- Task goal -
All the data should be printed again exactly as written.

- Dataset entries -
-- -- --

PR #17419, opened 2025-03-11
CAMEL-21855: camel-jbang - k8s delete may not work any more

tdiesler:
https://issues.apache.org/jira/browse/CAMEL-21855

### DIFF
--- a/dsl/camel-jbang/camel-jbang-plugin-kubernetes/src/main/java/org/apache/camel/dsl/jbang/core/commands/kubernetes/KubernetesDelete.java
+++ b/dsl/camel-jbang/camel-jbang-plugin-kubernetes/src/main/java/org/apache/camel/dsl/jbang/core/commands/kubernetes/KubernetesDelete.java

-- -- --

- Task output -
PR #17419, opened 2025-03-11
CAMEL-21855: camel-jbang - k8s delete may not work any more

tdiesler:
https://issues.apache.org/jira/browse/CAMEL-21855

### DIFF
--- a/dsl/camel-jbang/camel-jbang-plugin-kubernetes/src/main/java/org/apache/camel/dsl/jbang/core/commands/kubernetes/KubernetesDelete.java
+++ b/dsl/camel-jbang/camel-jbang-plugin-kubernetes/src/main/java/org/apache/camel/dsl/jbang/core/commands/kubernetes/KubernetesDelete.java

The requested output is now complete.